After a long 6 months at the internship without no pay and making it by with what
little he had he finally got the work. Since he got the job he got a place for him and
his son to stay, had no more worries about where there going to sleep, or what they
were going to eat. Taking that internship was the most effective thing he could have
done for his son and himself.
Evaluation:
Answer the following questions:
1. Are all pleasures commensurable? Can they be evaluated on a single scale? Can
some goods, like friendships, be balanced against other goods, like money?
2. Mill revises utilitarianism by arguing for “higher” pleasures. Which pleasures are
higher?
3. Mill proposes that “higher” pleasures are those preferred by the majority of people.
Do you agree that this is a good way of distinguishing between higher and lower
pleasures? Can a well-informed majority prefer higher pleasures?
4. Does utilitarianism questions individual rights? What if violating the civil rights of
a minority increases the sum total of pleasure of the majority?
5. Are all pleasures comparable, even objectionable pleasures? What if the majority
derives pleasure from being sexist?
Reflection:
Write in the box below what you have learned from this unit/lesson.
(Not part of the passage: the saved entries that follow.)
PR #155, opened 2020-11-24
Error out on "max-elements 0"

### LINKED ISSUE #154: max-elements shouldn't allow 0
Currently, max-elements allows 0. This is not allowed by the RFC. I think we should do the following:
1. error out on 0.
2. Downstream code should treat 0 as `unbounded`. This doesn't make downstream code perfect, but is more robust, as 0 can be treated as `unbounded` instead of 0, which is fragile as it currently forces any instantiation of `ListAttr` to use `NewDefaultListAttr`.

wenovus:
Has to be positive per https://tools.ietf.org/html/rfc7950#section-7.7.6

Fixes #154

### DIFF
--- a/pkg/yang/entry.go
+++ b/pkg/yang/entry.go
@@ -501,7 +501,10 @@ func semCheckMaxElements(v *Value) (uint64, error) {
 	}
 	val, err := strconv.ParseUint(v.Name, 10, 64)
 	if err != nil {
-		return val, fmt.Errorf(`%s: invalid max-elements value %q (expect "unbounded" or a non-negative integer): %v`, Source(v), v.Name, err)
+		return val, fmt.Errorf(`%s: invalid max-elements value %q (expect "unbounded" or a positive integer): %v`, Source(v), v.Name, err)
+	}
+	if val == 0 {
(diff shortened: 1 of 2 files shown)


pkg/yang/entry.go
```diff
@@ -501,7 +501,10 @@ func semCheckMaxElements(v *Value) (uint64, error) {
 	}
 	val, err := strconv.ParseUint(v.Name, 10, 64)
 	if err != nil {
-		return val, fmt.Errorf(`%s: invalid max-elements value %q (expect "unbounded" or a non-negative integer): %v`, Source(v), v.Name, err)
+		return val, fmt.Errorf(`%s: invalid max-elements value %q (expect "unbounded" or a positive integer): %v`, Source(v), v.Name, err)
+	}
+	if val == 0 {
+		return val, fmt.Errorf(`%s: invalid max-elements value %q (expect "unbounded" or a positive integer)`, Source(v), v.Name)
```
robshakir, line 507: Should we make this error message different to the one @504 -- it seems like them being the same might cause us some extra debugging effort in the future.

robshakir (approved):

PR #156, opened 2020-12-16
Add util package for goyang

wenovus:
The contents for `ProcessModules ` are copied from a private repository.


util/build_yang_test.go
```diff
@@ -0,0 +1,55 @@
+package util
```
robshakir, line 1: Should we move `util` to `pkg/util` -- since this is where we have the non-binary code in `goyang`?

robshakir, line 1: Can you add the copyright/license header in this file?

util/build_yang.go
```diff
@@ -0,0 +1,42 @@
+package util
```
robshakir, line 1: Same comment here re: adding a license header and copyright.

robshakir (approved):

What I have learned in this unit is all about the principles of utility, that stated the
actions or behaviors are right in so far as they promote happiness or pleasure, wrong
as they tend to produce unhappiness or pain. And I learned that the Utilitarianism is
an ethical theory that determines right from wrong by focusing on outcomes. It is a
form of consequentialism. And according to what I’ve read in the internet the
Consequetialism means it is the doctrine that the morality of an action is to be judged
solely by its consequences. I’ve also learned about the Jeremy Bentham was an
English philosopher, jurist, and social reformer regarded as the founder of modern
utilitarianism. Bentham defined as the "fundamental axiom" of his philosophy the
principle that "it is the greatest happiness of the greatest number that is the measure of
right and wrong." according to the wikipedia.